**ASSIGNED TASK**
From the data below, return all lines holding the string "append".

**SOURCE RECORDS**
Issue #203, opened 2023-06-22
Move to using kuadrant/gateway-api-machinery


guicassolato:
Move to using [Kuadrant Gateway API Machinery](https://github.com/kuadrant/gateway-api-machinery) in the implementation of the controllers.

Requires upgrading [controller-runtime](https://github.com/Kuadrant/kuadrant-operator/blob/3f21f814c05241ddbb51126d928f1673cd592cb9/go.mod#LL27C2-L27C32) and to Golang v1.20.

guicassolato:
Superseded by #806

PR #240, opened 2023-08-28
Reconcile resources

### LINKED ISSUE #234: Configurations not recociled on but Kuadrant operator
When kuadrant is configured using an `AuthPolicy` and `RateLimitPolicy` CRs, a user can still edit the configurations in the `AuthConfig` and `Limitador` CRs. These edits are not reverted by the kuadrant operator and leads to a misalignment in expect configurations.

Solution here would be for the kuadrant operator to monitor changes to the `AuthConfig` & `Limitador` CRs and reconcile configuration changes back to what is stated in the  `AuthPolicy` & `RateLimitPolicy`.

Related Issue: 
* https://github.com/Kuadrant/kuadrant-operator/issues/163
* https://github.com/Kuadrant/kuadrant-operator/issues/164
* https://github.com/Kuadrant/architecture/pull/16

Boomatang:
closes #234 

Reconcile changes made to the AuthConfig and Limitador CRs to reflect the configuration in AuthPolicy and RateLimitPolicy. Multiple rate limit policies can be configured in the on Limitador CR but it is only one rate limit policy per resource (http Route & gateway)

# Verification 

## Setup
* Install kuadrant operator using `make local-setup`
* Set up to gateway, routes and etc, etc
```sh
echo '
---
kind: Kuadrant
metadata:
  name: kuadrant-sample
spec: {}
---
apiVersion: apps/v1
kind: Deployment
metadata:
  name: toystore
  labels:
    app: toystore
spec:
  selector:
    matchLabels:
      app: toystore
  template:
    metadata:
      labels:
        app: toystore
    spec:
      containers:
        - name: toystore
          env:
            - name: PORT
              value: "3000"
          ports:
            - containerPort: 3000
              name: http
  replicas: 1
---
apiVersion: v1
kind: Service
metadata:
  name: toystore
spec:
  selector:
    app: toystore
  ports:
    - name: http
      port: 80
      protocol: TCP
      targetPort: 3000
---
kind: HTTPRoute
metadata:
  name: toystore
  labels:
    app: toystore
spec:
  parentRefs:
    - name: istio-ingressgateway
      namespace: istio-system
  hostnames: ["*.toystore.com"]
  rules:
    - matches:
        - path:
            type: PathPrefix
            value: "/toy"
          method: GET
      backendRefs:
        - name: toystore
          port: 80
---
kind: HTTPRoute
metadata:
  name: dollstore
  labels:
    app: dollstore
spec:
  parentRefs:
    - name: istio-ingressgateway
      namespace: istio-system
  hostnames: ["*.toystore.com"]
  rules:
    - matches:
        - path:
            type: PathPrefix
            value: "/doll"
          method: GET
      backendRefs:
        - name: toystore
          port: 80
---
apiVersion: v1
kind: Secret
metadata:
  annotations:
  name: bob-key
  labels:
    app: toystore
stringData:
  api_key: IAMBOB
type: Opaque
---
apiVersion: v1
kind: Secret
metadata:
  annotations:
  name: alice-key
  labels:
    app: toystore
stringData:
  api_key: IAMALICE
type: Opaque 
---
' | kubectl apply -f -

```

## AuthPolicy Reconcile
* create authPolicy
```sh
echo '
kind: AuthPolicy
metadata:
  name: toystore
spec:
  targetRef:
    kind: HTTPRoute
    name: toystore
  rules:
  - paths: ["/toy*"]
  authScheme:
    identity:
    - name: friends
      apiKey:
        allNamespaces: true
        selector:
          matchLabels:
            app: toystore
      credentials:
        in: authorization_header
        keySelector: APIKEY
    response:
    - json:
        properties:
          - name: userID
            value: null
            valueFrom:
      name: rate-limit-apikey
      wrapper: envoyDynamicMetadata
      wrapperKey: ext_auth_data
' | kubectl apply -f -
```
* wait for reconcile to complete
```
watch kubectl get AuthPolicy toystore -o jsonpath='{.status.conditions[].status}'
```
Expect: True
* change part of the `AuthConfig` spec that was define as part of the AuthPolicy. Good example is `spec.identity.apikey.name = friend`
```sh 
kubectl edit AuthConfig ap-default-toystore  
```
* Check that the changes have being reverted. 
```
kubectl get AuthConfig ap-default-toystore -o yaml
```
* Expect changes should be reverted.
* Also not in the annotations a back reference to the authPolicy has being set.

### RateLimitPolicy at gateway level
* Create a RateLimitPolicy on the gateway
```sh
echo "
kind: RateLimitPolicy
metadata:
  name: toystore
  namespace: istio-system
spec:
  targetRef:
    kind: Gateway
    name: istio-ingressgateway
  limits:
    toystore:
      rates:
        - limit: 5
          duration: 10
          unit: second
      counters:
        - context.request.http.path
" | kubectl apply -f -

```
* wait for reconcile to complete
```
watch kubectl get RateLimitPolicy toystore -o jsonpath='{.status.conditions[].status}' -n istio-system
```
Expect: True
* Modify part of the limitador CR, example change the `max_value` from 5 to 1.
```sh
kubectl edit limitador limitador -n default
```
* Expect the value to be reverted back 
* Note the a reference added to the annotations for the rateLimitPolicy
### RateLimitPolicy at http Route level
* Create RateLimitPolicies at the route level
```sh
echo '
---
kind: RateLimitPolicy
metadata:
  name: toystore
spec:
  targetRef:
    kind: HTTPRoute
    name: toystore
  limits:
    toystore:
      routeSelectors:
        - hostnames:
          - "*.toystore.com"
          matches:
            - path:
                type: PathPrefix
                value: "/toy"
              method: GET
      rates:
        - limit: 5
          duration: 10
          unit: second
      counters:
        - context.request.http.path
---
kind: RateLimitPolicy
metadata:
  name: dollstore
spec:
  targetRef:
    kind: HTTPRoute
    name: dollstore
  limits:
    toystore:
      routeSelectors:
        - hostnames:
          - "*.toystore.com"
          matches:
            - path:
                type: PathPrefix
                value: "/dolls"
              method: GET
      rates:
        - limit: 1
          duration: 5
          unit: second
      counters:
        - context.request.http.path
' | kubectl apply -f - 
```
* once again view the limitador CR
* Notice the different reference in the annotations.
* Edit some parts of the spec 
* Expect the edits to be reverted.
* Start removing the ratelimitPolicies
* Expect: the annotations should only list the current RateLimitPolicies.
* Once all RateLimitPolicies have being removed from the cluster the reference annotation should be fully removed. 
  * NOTE: the limitador CR will not be removed. This needs to be discussed and is out of scope for this work.

### DIFF
--- a/controllers/authpolicy_controller.go
+++ b/controllers/authpolicy_controller.go
@@ -3,6 +3,7 @@ package controllers
 import (
 	"context"
 	"encoding/json"
+
 	authorinoapi "github.com/kuadrant/authorino/api/v1beta1"
 
 	"github.com/go-logr/logr"
--- a/controllers/authpolicy_controller.go
+++ b/controllers/authpolicy_controller.go
@@ -3,6 +3,7 @@ package controllers
 import (
 	"context"
 	"encoding/json"
+	authorinoapi "github.com/kuadrant/authorino/api/v1beta1"
 
 	"github.com/go-logr/logr"
 	apierrors "k8s.io/apimachinery/pkg/api/errors"
@@ -199,6 +200,10 @@ func (r *AuthPolicyReconciler) SetupWithManager(mgr ctrl.Manager) error {
 		Logger: r.Logger().WithName("gatewayEventMapper"),
 	}
 
+	authConfigEventMapper := &AuthConfigEventMapper{
+		Logger: r.Logger().WithName("authConfigEventMapper"),
+	}
+
 	return ctrl.NewControllerManagedBy(mgr).
 		For(&api.AuthPolicy{}).
 		Watches(
@@ -207,5 +212,7 @@ func (r *AuthPolicyReconciler) SetupWithManager(mgr ctrl.Manager) error {
 		).
 		Watches(&source.Kind{Type: &gatewayapiv1beta1.Gateway{}},
 			handler.EnqueueRequestsFromMapFunc(gatewayEventMapper.MapToAuthPolicy)).
+		Watches(&source.Kind{Type: &authorinoapi.AuthConfig{}},
+			handler.EnqueueRequestsFromMapFunc(authConfigEventMapper.MapToAuthPolicy)).
 		Complete(r)
 }
--- a/controllers/limitador_eventmapper.go
+++ b/controllers/limitador_eventmapper.go
@@ -2,6 +2,7 @@ package controllers
 
 import (
 	"encoding/json"
+
 	"github.com/go-logr/logr"
 	"github.com/kuadrant/kuadrant-operator/pkg/common"
 	limitadorv1alpha1 "github.com/kuadrant/limitador-operator/api/v1alpha1"
@@ -37,6 +38,7 @@ func (m LimitadorEventMapper) MapToRateLimitPolicy(obj client.Object) []reconcil
 		requests = append(requests, reconcile.Request{
 			NamespacedName: ref,
 		})
+		break
 	}
 	return requests
 }
--- a/controllers/limitador_eventmapper.go
+++ b/controllers/limitador_eventmapper.go
@@ -1,0 +1,42 @@
+package controllers
+
+import (
+	"encoding/json"
+	"github.com/go-logr/logr"
+	"github.com/kuadrant/kuadrant-operator/pkg/common"
+	limitadorv1alpha1 "github.com/kuadrant/limitador-operator/api/v1alpha1"
+	"sigs.k8s.io/controller-runtime/pkg/client"
+	"sigs.k8s.io/controller-runtime/pkg/reconcile"
+)
+
+type LimitadorEventMapper struct {
+	Logger logr.Logger
+}
+
+func (m LimitadorEventMapper) MapToRateLimitPolicy(obj client.Object) []reconcile.Request {
+	limitador, ok := obj.(*limitadorv1alpha1.Limitador)
+	if !ok {
+		return []reconcile.Request{}
+	}
+
+	objAnnotations := limitador.GetAnnotations()
+	val, ok := objAnnotations[common.RateLimitPoliciesBackRefAnnotation]
+	if !ok {
+		return []reconcile.Request{}
+	}
+
+	var refs []client.ObjectKey
+	err := json.Unmarshal([]byte(val), &refs)
+	if err != nil {
+		return []reconcile.Request{}
+	}
+
+	requests := make([]reconcile.Request, 0)
+	for _, ref := range refs {
+		m.Logger.V(1).Info("MapRateLimitPolicy", "ratelimitpolicy", ref)
+		requests = append(requests, reconcile.Request{
+			NamespacedName: ref,
+		})
+	}
+	return requests
+}
--- a/controllers/ratelimitpolicy_controller.go
+++ b/controllers/ratelimitpolicy_controller.go
@@ -19,8 +19,8 @@ package controllers
 import (
 	"context"
 	"encoding/json"
-
 	"github.com/go-logr/logr"
+	limitadorv1alpha1 "github.com/kuadrant/limitador-operator/api/v1alpha1"
 	apierrors "k8s.io/apimachinery/pkg/api/errors"
 	ctrl "sigs.k8s.io/controller-runtime"
 	"sigs.k8s.io/controller-runtime/pkg/client"
@@ -186,7 +186,7 @@ func (r *RateLimitPolicyReconciler) reconcileResources(ctx context.Context, rlp 
 		return err
 	}
 
-	// set annotation of policies afftecting the gateway - should be the last step, only when all the reconciliation steps succeed
+	// set annotation of policies affecting the gateway - should be the last step, only when all the reconciliation steps succeed
 	return r.ReconcileGatewayPolicyReferences(ctx, rlp, gatewayDiffObj)
 }
 
@@ -216,7 +216,13 @@ func (r *RateLimitPolicyReconciler) deleteResources(ctx context.Context, rlp *ku
 		}
 	}
 
-	// update annotation of policies afftecting the gateway
+	// remove direct back ref from limitador CR
+	err = r.deleteLimitadorBackReference(ctx, rlp)
+	if err != nil {
+		return err
+	}
+
+	// update annotation of policies affecting the gateway
 	return r.ReconcileGatewayPolicyReferences(ctx, rlp, gatewayDiffObj)
 }
 
@@ -241,6 +247,11 @@ func (r *RateLimitPolicyReconciler) SetupWithManager(mgr ctrl.Manager) error {
 		Logger: r.Logger().WithName("gatewayRateLimitPolicyEventMapper"),
 		Client: r.Client(),
 	}
+
+	limitadorEventMapper := &LimitadorEventMapper{
+		Logger: r.Logger().WithName("limitadorEventMapper"),
+	}
+
 	return ctrl.NewControllerManagedBy(mgr).
 		For(&kuadrantv1beta2.RateLimitPolicy{}).
 		Watches(
@@ -257,6 +268,9 @@ func (r *RateLimitPolicyReconciler) SetupWithManager(mgr ctrl.Manager) error {
 		Watches(
 			&source.Kind{Type: &kuadrantv1beta2.RateLimitPolicy{}},
 			handler.EnqueueRequestsFromMapFunc(gatewayRateLimtPolicyEventMapper.MapRouteRateLimitPolicy),
+		).
+		Watches(&source.Kind{Type: &limitadorv1alpha1.Limitador{}},
+			handler.EnqueueRequestsFromMapFunc(limitadorEventMapper.MapToRateLimitPolicy),
 		).
 		Complete(r)
 }
--- a/controllers/ratelimitpolicy_controller.go
+++ b/controllers/ratelimitpolicy_controller.go
@@ -19,6 +19,7 @@ package controllers
 import (
 	"context"
 	"encoding/json"
+
 	"github.com/go-logr/logr"
 	limitadorv1alpha1 "github.com/kuadrant/limitador-operator/api/v1alpha1"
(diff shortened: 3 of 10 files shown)


controllers/authpolicy_controller.go
```diff
@@ -3,6 +3,7 @@ package controllers
 import (
 	"context"
 	"encoding/json"
+	authorinoapi "github.com/kuadrant/authorino/api/v1beta1"
```
guicassolato, line 7:
```suggestion

	authorinoapi "github.com/kuadrant/authorino/api/v1beta1"
```

controllers/ratelimitpolicy_controller.go
```diff
@@ -216,7 +216,13 @@ func (r *RateLimitPolicyReconciler) deleteResources(ctx context.Context, rlp *ku
 		}
 	}
 
-	// update annotation of policies afftecting the gateway
+	// remove direct back ref from limitador CR
+	err = r.deleteLimitadorBackReference(ctx, rlp)
```
guicassolato, line 220: Hmm. So `deleteLimits` → `reconcileLimitador` → `reconcileLimitadorBackRef` adds the RLP ref to the back-ref annotation and performs an update on the `Limitador` resource, then we call `deleteLimitadorBackReference`, which removes the same RLP ref from the annotation and updates the `Limitador` resource again?

controllers/ratelimitpolicy_limits.go
```diff
@@ -108,3 +113,72 @@ func (r *RateLimitPolicyReconciler) buildRateLimitIndex(ctx context.Context, rlp
...
+	}
+	objAnnotations[common.RateLimitPoliciesBackRefAnnotation] = string(serialized)
+	limitador.SetAnnotations(objAnnotations)
+	return true, nil
+}
+
+func (r *RateLimitPolicyReconciler) deleteLimitadorBackReference(ctx context.Context, policy client.Object) error {
+	policyKey := client.ObjectKeyFromObject(policy)
+
+	limitadorList, err := r.listLimitadorByNamespace(ctx, policyKey.Namespace)
```
guicassolato, line 147: The `Limitador` CR is not necessarily in the same namespace as the RLP: https://github.com/Kuadrant/kuadrant-operator/blob/6f3b3fdee2d0213da3331265e14e72a2523cba4f/controllers/ratelimitpolicy_limits.go#L48

guicassolato (changes requested):
Adding and removing a policy ref from the back-ref annotation of a Kubernetes resource is a pattern we (will) repeat multiple times if we want to map all events related to these resources back to triggering the reconciliation of possibly affected policies.

In https://github.com/Kuadrant/gateway-api-machinery, we tried to define types that are a bit more generic, so they can be reused to manage back-ref annotations for different kinds of policies (e.g. Gateway, HTTPRoute). Perhaps we could try going one step further there and also generalise for the cases where any/multiple arbitrary kinds of resource are annotated with back refs of a same (generic) kind of policy (e.g. Limitador, WasmPlugin, and EnvoyFilter for the RateLimitPolicy).

Either way, I see an opportunity here to apply patterns from https://github.com/Kuadrant/gateway-api-machinery, to coordinate with changes to that other repo if needed, while addressing https://github.com/Kuadrant/kuadrant-operator/issues/203.

cc @KevFan

controllers/ratelimitpolicy_controller.go
Boomatang: Yes, that is correct and I should explain my reasoning. The `reconcileLimitador` function runs no matter what action is being carried out let it be create, update or delete. The label removal logic could be in the `reconcileLimitadorBackRef` but doing this would mean having recreate the logic for checking if the resource has being deleted. As it is the `deleteResources` --> `deleteLimitadorBackReference` only get called when a RLP is deleted there was no need to any more checks in the `deleteLimitadorBackReference`. I am aware there are more api calls with what I have done but as its only on deletion and not every reconcile I felt the trade off was worth it. 

Do you want me to move the label deletion logic to the `reconcileLimitadorBackRef`?

guicassolato: > Do you want me to move the label deletion logic to the `reconcileLimitadorBackRef`?

I would wait. As I said in my other [comment](https://github.com/Kuadrant/kuadrant-operator/pull/240#pullrequestreview-1598759818), if we're going to watch and reconcile changes on all derived resources – the `Limitador` CR is just one of then! –, I see more of this pattern of annotating/de-annotating ahead. I think we can aim for more generic functions and types that we can reuse in more places.

Boomatang: From the community call my understanding is we wont be using the  https://github.com/Kuadrant/gateway-api-machinery till after MVP. So I thinking I address the other issue raised now and create an issue to follow up with a refactor of the labelling once we can use the gateway-api-machinery. Would you be happy with this approach?

eguzki (changes requested):
I think that adding annotations with all the RLPs to the Limitador CR is something we will be doing the sooner or later. Nothing against that. Totally in favor of that. 

However, monitoring the Limtiador CR and generating a request event for each RLP instance is not necessary and that rings some bell. I think that the source issue is not the implementation of this PR but the implementation of the reconciliation of the Limitador CR's limits. That raises an out of scope discussion. 

I think that a bigger refactor is needed. But meanwhile, being less that sub-optimal, I cannot come up with a better approach. 


Last, but not least, what about the other manager resources like EnvoyFilter, WasmPlugin, AuthorizationPolicy from Istio??

controllers/limitador_eventmapper.go
```diff
@@ -0,0 +1,42 @@
...
+
+	var refs []client.ObjectKey
+	err := json.Unmarshal([]byte(val), &refs)
+	if err != nil {
+		return []reconcile.Request{}
+	}
+
+	requests := make([]reconcile.Request, 0)
+	for _, ref := range refs {
+		m.Logger.V(1).Info("MapRateLimitPolicy", "ratelimitpolicy", ref)
```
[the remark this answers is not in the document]
Boomatang: I many explore this. What your saying is making sense but my mind is not allowing me to accept it as true. :smiley: I will add any changes as needed.

controllers/ratelimitpolicy_limits.go
```diff
@@ -68,8 +69,12 @@ func (r *RateLimitPolicyReconciler) reconcileLimitador(ctx context.Context, rlp
 		return err
 	}
 
-	// return if limitador is up to date
-	if rlptools.Equal(rateLimitIndex.ToRateLimits(), limitador.Spec.Limits) {
+	updated, err := r.reconcileLimitadorBackRef(limitador, rlp)
```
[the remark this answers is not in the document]
Boomatang: Ok, I see how this is would be wrong from comparing `existing` and `desired`. In my mind the reconcile loops were about eventually consistency which requires adding and rescheduling. This comes from how the RHOAM operator was working. I am happy to refactor this to match better with the comparing of `existing` and `desired` approach.

controllers/ratelimitpolicy_limits.go
```diff
@@ -68,8 +69,12 @@ func (r *RateLimitPolicyReconciler) reconcileLimitador(ctx context.Context, rlp
...
+	if err != nil {
+		return err
+	}
+	// return if limitador is up-to-date
+	if rlptools.Equal(rateLimitIndex.ToRateLimits(), limitador.Spec.Limits) && !updated {
```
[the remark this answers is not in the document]
Boomatang: Happy to refactor

controllers/ratelimitpolicy_limits.go
```diff
@@ -108,3 +113,72 @@ func (r *RateLimitPolicyReconciler) buildRateLimitIndex(ctx context.Context, rlp
 
 	return rateLimitIndex, nil
 }
+
+func (r *RateLimitPolicyReconciler) reconcileLimitadorBackRef(limitador *limitadorv1alpha1.Limitador, policyKey client.Object) (updated bool, err error) {
+	policy := client.ObjectKeyFromObject(policyKey)
```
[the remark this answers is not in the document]
Boomatang: I did see the function in the gatewayapi_utits. At the time I was in two minds about doing the refactor. The original method is tied a struct and not reusable as is,  and the method logic is straight forward. Personal I have no problem with repeating code twice. More than that I do think it should be generalized. 

I do think this labelling procedure will be moved to the gateway-api-machinery but that most likely will not happen before MVP at this stage.

Yes, naming is hard. `AddBackrefToLimitador` is  a better name. I will look to rename this while doing the refactor to `Existing` and `Desired` design mention earlier.

controllers/ratelimitpolicy_limits.go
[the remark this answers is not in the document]
Boomatang: On the name space first, Gui mention this and I have the change locally. As to why list the instances. I have being burned by hard-coded values changing to dynamic values a few times. So now I believe it to be more robust to use list over get. I am happy to refactor if you think it should but was my reasoning.

Boomatang:
> I think that a bigger refactor is needed. But meanwhile, being less that sub-optimal, I cannot come up with a better approach.

I tend to agree with this. The use of `watches` and `owns` can spiral out of control. I am not a fan of controllers and I think the use of informers is the better approach. As you said this is a large discussion which is out of scope here.

controllers/ratelimitpolicy_controller.go
guicassolato: This won't be complete anyway until we cover for all kinds of resources that, once modified directly, can break with the source of truth. I understand that whereas one is a refactoring, while the other prevents what could be perceived as a bug, I still think those two things are intimately related and better if tackled together. I'm also afraid of the explosion of annotations while [others seem to be addressing the issue differently](https://github.com/kubernetes-sigs/gateway-api/pull/2128). IOW, let's not amend it quickly due to release pressure and do this the right way. The fix can be part of a post-release patch if we want.

controllers/ratelimitpolicy_limits.go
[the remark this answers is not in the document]
eguzki: we can fix all DRY issues when depending on gateway-api-machinery lib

**ANSWER BOX**
 		requests = append(requests, reconcile.Request{
+		requests = append(requests, reconcile.Request{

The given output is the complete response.